*RECORDS SHOWN*
PR #9174, opened 2020-06-02
Update framework

peppy:
Includes https://github.com/ppy/osu/pull/9158 but seems to be broken, let's see what CI says.

### DIFF
--- a/osu.Game.Tests/Resources/TestResources.cs
+++ b/osu.Game.Tests/Resources/TestResources.cs
@@ -18,14 +18,14 @@ namespace osu.Game.Tests.Resources
 
         public static string GetTestBeatmapForImport(bool virtualTrack = false)
         {
-            var temp = Path.GetTempFileName() + ".osz";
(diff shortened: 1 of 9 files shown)


osu.Game.Tests/Resources/TestResources.cs
```diff
@@ -17,14 +18,14 @@ public static class TestResources
 
         public static string GetTestBeatmapForImport(bool virtualTrack = false)
         {
-            var temp = Path.GetTempFileName() + ".osz";
+            var tempPath = Path.Combine(RuntimeInfo.StartupDirectory, Path.GetTempFileName() + ".osz");
```
smoogipoo, line 21: This is documented as returning the full path to the temporary file (https://docs.microsoft.com/en-us/dotnet/api/system.io.path.gettempfilename?view=netcore-3.1). I don't think we want to insert the startup directory here.

Can you please check to make sure this isn't creating a local subfolder?

peppy: this is definitely wrong. should be reverted.

smoogipoo (approved):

*ACTIVITY*
Everything from the line that contains "smoogipoo, line 21: This" through the final line of the listing is to be restated word for word, and nothing more.

*ANSWER TO THIS TASK*
smoogipoo, line 21: This is documented as returning the full path to the temporary file (https://docs.microsoft.com/en-us/dotnet/api/system.io.path.gettempfilename?view=netcore-3.1). I don't think we want to insert the startup directory here.

Can you please check to make sure this isn't creating a local subfolder?

peppy: this is definitely wrong. should be reverted.

smoogipoo (approved):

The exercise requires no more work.